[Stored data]
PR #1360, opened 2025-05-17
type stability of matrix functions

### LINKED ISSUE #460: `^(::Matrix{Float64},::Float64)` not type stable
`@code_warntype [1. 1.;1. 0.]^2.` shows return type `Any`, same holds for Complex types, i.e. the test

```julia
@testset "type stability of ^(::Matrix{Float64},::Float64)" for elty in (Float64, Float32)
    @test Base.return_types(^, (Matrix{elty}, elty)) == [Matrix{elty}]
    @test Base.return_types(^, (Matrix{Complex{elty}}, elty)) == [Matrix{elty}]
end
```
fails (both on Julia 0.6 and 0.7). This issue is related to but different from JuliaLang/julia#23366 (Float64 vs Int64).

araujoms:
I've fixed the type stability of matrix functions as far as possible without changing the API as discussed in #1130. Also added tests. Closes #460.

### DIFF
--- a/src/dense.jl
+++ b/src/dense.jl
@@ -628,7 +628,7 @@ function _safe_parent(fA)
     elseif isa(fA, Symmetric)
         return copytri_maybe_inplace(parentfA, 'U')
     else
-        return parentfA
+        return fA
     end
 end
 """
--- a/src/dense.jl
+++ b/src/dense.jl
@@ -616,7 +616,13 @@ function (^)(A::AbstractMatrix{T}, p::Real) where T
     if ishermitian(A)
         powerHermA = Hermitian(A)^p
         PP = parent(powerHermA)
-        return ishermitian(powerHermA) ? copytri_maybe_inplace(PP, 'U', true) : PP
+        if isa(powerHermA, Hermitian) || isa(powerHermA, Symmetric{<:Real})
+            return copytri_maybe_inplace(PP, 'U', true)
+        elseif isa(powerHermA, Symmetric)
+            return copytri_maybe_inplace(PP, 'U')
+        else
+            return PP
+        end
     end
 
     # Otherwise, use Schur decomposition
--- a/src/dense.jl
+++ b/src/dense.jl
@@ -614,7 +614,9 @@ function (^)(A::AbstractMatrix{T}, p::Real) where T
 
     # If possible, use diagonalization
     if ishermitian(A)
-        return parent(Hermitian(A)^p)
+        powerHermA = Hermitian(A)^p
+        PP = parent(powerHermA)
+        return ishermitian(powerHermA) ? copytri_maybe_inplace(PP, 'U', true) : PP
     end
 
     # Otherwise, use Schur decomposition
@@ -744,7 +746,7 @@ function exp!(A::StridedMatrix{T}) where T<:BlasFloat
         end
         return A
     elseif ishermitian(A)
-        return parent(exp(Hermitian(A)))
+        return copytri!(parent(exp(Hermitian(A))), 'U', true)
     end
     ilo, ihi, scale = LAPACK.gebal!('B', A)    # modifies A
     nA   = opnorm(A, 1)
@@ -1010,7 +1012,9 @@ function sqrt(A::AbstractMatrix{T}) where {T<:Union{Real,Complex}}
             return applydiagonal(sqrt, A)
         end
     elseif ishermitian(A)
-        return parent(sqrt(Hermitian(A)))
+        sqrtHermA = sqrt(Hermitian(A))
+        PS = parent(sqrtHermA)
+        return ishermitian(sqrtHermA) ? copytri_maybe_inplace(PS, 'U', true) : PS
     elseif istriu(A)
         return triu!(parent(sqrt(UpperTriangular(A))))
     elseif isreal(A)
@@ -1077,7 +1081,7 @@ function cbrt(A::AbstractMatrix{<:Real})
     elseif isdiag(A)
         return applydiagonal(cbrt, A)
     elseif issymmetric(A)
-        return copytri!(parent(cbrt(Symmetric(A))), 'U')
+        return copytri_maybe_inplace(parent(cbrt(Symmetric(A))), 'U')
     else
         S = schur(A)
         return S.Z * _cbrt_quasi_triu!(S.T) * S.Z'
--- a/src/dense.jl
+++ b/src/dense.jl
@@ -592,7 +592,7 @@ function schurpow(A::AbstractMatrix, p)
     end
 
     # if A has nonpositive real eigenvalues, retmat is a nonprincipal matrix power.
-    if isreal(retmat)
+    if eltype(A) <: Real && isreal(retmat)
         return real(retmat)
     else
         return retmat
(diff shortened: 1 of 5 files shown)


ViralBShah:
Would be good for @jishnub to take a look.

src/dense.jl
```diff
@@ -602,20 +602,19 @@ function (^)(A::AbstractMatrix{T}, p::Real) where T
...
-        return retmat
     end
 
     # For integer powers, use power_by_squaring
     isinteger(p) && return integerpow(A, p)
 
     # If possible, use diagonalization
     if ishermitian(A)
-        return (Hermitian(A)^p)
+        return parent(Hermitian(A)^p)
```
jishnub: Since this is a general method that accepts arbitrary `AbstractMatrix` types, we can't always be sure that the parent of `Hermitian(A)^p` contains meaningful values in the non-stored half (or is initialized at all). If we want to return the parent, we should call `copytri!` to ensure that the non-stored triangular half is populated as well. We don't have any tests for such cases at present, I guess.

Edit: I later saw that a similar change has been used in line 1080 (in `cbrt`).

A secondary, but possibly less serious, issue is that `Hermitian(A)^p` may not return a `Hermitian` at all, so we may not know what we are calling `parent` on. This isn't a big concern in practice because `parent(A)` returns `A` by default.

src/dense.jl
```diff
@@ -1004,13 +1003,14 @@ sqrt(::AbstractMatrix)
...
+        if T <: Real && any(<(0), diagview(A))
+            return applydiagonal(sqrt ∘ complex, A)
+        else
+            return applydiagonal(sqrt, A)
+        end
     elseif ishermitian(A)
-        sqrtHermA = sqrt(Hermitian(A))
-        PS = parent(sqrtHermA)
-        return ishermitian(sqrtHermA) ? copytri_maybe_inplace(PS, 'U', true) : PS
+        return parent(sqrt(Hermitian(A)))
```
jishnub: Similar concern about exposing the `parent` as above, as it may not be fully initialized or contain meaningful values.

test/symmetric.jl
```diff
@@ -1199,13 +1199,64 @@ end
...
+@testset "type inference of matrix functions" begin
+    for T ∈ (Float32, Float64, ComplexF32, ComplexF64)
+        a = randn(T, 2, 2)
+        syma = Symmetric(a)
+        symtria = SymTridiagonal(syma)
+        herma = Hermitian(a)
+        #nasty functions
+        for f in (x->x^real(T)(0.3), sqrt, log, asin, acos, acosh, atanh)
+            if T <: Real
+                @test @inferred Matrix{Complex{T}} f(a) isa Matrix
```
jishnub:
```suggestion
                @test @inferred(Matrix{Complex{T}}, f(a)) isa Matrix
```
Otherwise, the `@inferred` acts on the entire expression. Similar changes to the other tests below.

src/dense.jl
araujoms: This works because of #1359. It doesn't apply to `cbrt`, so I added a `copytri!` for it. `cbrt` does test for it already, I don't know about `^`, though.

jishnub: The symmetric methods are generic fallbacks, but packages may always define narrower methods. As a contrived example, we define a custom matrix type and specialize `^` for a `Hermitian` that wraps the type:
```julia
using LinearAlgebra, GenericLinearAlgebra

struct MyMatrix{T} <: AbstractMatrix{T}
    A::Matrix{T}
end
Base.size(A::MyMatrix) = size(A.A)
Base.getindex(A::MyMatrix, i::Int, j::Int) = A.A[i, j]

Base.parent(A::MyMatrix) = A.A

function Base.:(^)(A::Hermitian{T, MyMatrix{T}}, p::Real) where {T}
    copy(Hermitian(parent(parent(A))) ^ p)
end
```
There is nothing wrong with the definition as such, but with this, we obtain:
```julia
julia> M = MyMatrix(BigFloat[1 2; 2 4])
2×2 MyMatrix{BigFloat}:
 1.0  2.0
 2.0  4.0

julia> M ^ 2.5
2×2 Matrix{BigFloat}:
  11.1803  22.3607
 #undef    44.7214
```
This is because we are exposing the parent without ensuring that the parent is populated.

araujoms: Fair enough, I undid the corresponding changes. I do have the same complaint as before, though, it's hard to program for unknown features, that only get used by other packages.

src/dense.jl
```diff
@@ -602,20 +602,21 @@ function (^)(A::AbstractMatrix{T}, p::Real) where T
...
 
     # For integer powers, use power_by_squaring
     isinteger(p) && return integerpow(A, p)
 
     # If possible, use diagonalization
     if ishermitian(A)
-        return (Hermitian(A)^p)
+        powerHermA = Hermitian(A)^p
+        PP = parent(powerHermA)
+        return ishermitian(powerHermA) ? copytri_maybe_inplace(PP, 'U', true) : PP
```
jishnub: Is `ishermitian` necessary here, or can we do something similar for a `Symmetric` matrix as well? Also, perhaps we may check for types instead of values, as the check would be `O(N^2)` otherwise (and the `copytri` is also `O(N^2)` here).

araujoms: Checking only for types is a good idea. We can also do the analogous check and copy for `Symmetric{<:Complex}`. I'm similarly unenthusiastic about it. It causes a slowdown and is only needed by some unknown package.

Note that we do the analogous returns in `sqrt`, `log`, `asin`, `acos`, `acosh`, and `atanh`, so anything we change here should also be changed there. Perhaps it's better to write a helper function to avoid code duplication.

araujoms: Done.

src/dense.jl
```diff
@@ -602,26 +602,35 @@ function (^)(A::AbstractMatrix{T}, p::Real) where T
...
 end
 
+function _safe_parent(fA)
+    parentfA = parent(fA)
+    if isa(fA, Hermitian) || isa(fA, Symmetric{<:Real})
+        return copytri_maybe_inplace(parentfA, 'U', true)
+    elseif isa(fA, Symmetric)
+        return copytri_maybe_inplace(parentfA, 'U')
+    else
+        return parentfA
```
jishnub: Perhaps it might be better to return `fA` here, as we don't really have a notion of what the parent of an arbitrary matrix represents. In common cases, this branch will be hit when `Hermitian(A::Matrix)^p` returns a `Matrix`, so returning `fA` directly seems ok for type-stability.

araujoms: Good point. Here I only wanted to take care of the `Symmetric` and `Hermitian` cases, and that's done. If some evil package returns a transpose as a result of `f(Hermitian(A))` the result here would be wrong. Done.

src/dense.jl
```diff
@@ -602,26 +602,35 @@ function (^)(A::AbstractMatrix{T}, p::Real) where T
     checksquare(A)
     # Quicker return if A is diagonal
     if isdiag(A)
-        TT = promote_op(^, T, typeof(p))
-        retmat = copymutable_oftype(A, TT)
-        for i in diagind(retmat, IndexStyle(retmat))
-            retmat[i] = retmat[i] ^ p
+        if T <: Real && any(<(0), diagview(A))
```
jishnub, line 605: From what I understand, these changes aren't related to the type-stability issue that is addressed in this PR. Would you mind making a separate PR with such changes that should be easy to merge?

Task statement >>
Only lines containing the string "applydiagonal" are needed. Pull each of them out of the records above.

Solution >>
             return applydiagonal(sqrt, A)
         return applydiagonal(cbrt, A)
+            return applydiagonal(sqrt ∘ complex, A)
+            return applydiagonal(sqrt, A)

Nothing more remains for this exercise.